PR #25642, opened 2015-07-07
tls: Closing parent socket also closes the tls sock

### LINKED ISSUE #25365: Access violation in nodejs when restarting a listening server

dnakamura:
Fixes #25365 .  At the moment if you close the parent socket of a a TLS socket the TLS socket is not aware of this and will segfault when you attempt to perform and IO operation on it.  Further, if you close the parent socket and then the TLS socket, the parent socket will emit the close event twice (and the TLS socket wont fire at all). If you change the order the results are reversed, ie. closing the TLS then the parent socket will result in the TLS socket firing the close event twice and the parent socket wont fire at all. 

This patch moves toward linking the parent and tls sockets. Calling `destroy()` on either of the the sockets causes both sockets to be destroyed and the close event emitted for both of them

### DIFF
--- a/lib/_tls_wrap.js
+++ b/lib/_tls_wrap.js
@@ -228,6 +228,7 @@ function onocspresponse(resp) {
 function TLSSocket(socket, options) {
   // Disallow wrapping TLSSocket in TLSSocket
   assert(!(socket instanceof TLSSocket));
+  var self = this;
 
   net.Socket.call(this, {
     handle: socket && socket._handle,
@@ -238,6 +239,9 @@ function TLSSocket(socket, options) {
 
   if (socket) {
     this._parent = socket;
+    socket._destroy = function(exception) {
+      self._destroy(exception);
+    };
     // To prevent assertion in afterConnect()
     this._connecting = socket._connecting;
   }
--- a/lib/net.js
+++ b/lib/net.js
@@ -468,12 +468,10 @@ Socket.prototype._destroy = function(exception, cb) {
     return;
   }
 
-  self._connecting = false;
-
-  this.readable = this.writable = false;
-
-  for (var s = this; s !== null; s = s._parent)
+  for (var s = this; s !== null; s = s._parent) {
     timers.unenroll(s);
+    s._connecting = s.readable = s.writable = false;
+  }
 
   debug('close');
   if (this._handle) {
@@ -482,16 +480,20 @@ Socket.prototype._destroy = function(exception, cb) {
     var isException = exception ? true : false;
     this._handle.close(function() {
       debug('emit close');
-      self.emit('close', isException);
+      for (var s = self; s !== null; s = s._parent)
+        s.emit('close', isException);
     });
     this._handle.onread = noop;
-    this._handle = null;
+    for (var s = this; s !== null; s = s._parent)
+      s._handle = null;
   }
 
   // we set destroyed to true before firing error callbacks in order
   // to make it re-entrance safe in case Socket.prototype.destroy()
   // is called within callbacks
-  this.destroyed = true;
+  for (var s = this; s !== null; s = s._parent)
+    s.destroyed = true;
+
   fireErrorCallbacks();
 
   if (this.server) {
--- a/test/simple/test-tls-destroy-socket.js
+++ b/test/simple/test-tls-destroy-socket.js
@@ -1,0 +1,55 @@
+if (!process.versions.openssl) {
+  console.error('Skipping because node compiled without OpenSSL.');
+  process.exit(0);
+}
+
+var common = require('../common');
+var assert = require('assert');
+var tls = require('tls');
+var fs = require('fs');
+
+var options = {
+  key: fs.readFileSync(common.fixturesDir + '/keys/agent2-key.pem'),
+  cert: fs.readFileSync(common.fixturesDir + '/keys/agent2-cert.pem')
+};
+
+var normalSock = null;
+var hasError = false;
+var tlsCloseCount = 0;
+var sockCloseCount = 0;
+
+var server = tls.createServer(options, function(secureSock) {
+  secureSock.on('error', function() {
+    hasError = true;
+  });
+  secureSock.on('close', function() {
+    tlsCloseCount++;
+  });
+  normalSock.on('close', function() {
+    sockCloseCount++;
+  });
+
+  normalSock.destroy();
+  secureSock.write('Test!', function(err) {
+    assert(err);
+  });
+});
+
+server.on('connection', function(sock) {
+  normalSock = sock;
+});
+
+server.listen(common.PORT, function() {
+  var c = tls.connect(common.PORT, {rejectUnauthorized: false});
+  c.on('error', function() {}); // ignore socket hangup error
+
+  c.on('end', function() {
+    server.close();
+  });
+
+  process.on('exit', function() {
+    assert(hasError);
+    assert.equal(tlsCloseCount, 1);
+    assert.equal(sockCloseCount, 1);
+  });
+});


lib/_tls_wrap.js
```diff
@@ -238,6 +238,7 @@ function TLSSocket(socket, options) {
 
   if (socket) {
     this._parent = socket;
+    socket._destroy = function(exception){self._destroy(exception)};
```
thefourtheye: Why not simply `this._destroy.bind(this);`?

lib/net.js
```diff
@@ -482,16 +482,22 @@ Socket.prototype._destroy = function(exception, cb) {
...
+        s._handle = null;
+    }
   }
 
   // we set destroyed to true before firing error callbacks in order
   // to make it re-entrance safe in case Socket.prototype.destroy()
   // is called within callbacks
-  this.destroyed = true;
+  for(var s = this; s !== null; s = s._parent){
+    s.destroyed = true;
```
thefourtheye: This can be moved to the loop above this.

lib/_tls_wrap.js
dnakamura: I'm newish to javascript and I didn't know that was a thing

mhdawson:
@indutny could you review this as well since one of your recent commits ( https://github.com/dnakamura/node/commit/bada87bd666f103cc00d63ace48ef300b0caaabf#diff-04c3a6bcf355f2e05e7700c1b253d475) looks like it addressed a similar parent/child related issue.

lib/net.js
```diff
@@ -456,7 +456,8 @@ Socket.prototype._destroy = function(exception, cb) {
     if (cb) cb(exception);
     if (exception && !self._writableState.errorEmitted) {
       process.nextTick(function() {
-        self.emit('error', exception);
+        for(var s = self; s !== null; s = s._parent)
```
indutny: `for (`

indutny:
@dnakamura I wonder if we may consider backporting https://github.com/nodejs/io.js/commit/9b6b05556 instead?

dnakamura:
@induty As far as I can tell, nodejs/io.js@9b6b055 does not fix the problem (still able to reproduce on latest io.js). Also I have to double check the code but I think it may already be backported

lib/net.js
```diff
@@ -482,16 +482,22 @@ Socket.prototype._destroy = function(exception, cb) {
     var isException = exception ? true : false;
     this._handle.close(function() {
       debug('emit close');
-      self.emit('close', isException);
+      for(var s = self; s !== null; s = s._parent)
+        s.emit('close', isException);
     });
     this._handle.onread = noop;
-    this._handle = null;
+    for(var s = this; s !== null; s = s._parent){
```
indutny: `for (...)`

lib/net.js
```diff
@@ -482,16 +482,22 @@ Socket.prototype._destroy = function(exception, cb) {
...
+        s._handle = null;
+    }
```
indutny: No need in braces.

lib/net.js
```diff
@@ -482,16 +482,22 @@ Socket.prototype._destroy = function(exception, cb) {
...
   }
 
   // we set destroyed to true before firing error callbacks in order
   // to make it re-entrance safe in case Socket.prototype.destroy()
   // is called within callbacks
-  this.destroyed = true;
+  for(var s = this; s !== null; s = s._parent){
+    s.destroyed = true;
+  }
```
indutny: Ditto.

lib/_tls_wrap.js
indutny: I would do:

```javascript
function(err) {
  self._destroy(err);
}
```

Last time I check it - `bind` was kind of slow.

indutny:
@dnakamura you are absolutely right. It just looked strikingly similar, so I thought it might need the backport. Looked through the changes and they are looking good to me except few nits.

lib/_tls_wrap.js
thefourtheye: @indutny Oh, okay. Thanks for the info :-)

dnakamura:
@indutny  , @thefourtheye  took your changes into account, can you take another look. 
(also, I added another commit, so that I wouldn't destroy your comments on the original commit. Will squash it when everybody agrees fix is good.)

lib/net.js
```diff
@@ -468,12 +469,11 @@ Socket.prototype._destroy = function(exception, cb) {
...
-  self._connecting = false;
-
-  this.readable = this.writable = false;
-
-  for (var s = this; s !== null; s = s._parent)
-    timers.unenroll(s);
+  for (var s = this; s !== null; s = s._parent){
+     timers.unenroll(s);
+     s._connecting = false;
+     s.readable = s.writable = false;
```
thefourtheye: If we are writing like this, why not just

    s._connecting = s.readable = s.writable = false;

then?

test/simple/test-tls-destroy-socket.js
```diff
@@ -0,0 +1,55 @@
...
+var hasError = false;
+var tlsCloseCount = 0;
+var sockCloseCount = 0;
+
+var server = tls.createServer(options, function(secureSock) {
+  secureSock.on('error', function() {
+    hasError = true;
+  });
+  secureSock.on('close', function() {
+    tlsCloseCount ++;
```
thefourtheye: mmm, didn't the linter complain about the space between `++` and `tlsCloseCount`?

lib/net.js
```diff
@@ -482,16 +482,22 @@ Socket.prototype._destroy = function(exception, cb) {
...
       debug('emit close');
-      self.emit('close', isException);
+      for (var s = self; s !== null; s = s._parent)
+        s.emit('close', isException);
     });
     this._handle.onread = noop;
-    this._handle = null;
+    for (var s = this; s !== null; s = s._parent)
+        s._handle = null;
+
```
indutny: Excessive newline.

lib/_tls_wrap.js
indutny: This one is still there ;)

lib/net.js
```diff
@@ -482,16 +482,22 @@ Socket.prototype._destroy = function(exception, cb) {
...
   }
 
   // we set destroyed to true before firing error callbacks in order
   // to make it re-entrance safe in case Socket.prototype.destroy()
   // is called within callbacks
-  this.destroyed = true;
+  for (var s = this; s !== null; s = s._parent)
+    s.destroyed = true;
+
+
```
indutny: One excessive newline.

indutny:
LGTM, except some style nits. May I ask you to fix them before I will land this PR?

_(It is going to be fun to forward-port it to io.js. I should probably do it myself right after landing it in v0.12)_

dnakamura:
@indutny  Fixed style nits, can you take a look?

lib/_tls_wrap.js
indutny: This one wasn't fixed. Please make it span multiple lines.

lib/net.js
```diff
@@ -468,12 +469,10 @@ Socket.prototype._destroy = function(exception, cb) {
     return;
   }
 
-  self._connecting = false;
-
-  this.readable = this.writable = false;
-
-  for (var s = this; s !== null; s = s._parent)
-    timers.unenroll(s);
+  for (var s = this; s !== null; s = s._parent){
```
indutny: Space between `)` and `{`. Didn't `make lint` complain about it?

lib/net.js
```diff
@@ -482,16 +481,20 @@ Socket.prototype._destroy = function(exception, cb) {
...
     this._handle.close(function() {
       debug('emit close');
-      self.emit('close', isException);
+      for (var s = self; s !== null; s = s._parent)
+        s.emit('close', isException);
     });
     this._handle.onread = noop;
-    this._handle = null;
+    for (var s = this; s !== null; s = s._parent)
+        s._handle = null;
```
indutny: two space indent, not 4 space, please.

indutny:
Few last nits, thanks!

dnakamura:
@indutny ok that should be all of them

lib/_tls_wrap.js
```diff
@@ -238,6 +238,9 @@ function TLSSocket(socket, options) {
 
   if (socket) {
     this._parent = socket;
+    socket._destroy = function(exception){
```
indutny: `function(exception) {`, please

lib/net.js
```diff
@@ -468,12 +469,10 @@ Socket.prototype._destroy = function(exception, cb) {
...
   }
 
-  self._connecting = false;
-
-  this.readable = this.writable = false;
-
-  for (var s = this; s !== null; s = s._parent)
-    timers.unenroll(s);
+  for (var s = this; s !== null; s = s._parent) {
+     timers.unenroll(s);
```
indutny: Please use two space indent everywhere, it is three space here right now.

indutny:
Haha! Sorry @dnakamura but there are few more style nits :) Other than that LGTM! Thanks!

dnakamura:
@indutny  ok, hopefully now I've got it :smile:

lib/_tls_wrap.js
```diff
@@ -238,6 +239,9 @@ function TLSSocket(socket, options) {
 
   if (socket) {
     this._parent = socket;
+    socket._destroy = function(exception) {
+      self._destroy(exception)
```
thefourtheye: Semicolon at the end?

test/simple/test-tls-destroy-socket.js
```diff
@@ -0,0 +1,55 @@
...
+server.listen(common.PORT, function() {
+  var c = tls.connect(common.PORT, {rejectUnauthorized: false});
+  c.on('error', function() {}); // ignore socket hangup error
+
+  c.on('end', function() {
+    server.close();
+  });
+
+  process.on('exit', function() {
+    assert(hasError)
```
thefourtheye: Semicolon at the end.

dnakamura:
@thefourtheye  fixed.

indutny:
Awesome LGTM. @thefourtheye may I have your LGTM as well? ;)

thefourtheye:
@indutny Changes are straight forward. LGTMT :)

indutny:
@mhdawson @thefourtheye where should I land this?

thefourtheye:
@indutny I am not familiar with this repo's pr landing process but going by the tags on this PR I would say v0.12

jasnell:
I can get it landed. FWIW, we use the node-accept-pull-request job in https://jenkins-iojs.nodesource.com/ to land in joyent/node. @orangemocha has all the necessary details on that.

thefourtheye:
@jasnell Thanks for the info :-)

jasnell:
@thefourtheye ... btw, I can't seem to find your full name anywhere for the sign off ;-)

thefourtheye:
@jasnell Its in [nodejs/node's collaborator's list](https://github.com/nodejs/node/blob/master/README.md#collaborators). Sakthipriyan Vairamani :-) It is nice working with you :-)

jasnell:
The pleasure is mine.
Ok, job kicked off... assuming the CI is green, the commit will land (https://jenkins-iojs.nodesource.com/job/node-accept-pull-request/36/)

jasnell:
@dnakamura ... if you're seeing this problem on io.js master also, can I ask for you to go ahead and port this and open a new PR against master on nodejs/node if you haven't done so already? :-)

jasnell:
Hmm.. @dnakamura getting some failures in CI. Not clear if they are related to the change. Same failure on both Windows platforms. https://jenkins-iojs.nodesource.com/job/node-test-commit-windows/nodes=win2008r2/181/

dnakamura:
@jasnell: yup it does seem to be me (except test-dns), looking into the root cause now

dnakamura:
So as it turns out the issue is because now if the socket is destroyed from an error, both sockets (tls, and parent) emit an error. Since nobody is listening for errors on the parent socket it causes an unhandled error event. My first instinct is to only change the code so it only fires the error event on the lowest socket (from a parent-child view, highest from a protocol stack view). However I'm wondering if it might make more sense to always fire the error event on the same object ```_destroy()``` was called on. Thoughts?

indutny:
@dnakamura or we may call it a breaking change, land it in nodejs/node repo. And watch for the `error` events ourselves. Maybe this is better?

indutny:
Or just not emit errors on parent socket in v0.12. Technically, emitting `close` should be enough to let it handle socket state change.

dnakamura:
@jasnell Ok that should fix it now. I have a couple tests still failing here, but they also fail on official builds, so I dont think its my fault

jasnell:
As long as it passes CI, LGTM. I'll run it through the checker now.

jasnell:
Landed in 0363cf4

#### ACTIVITY:
Check each line of the records for the word "require" and extract those that contain it.

#### WRITTEN RESPONSE:
+var common = require('../common');
+var assert = require('assert');
+var tls = require('tls');
+var fs = require('fs');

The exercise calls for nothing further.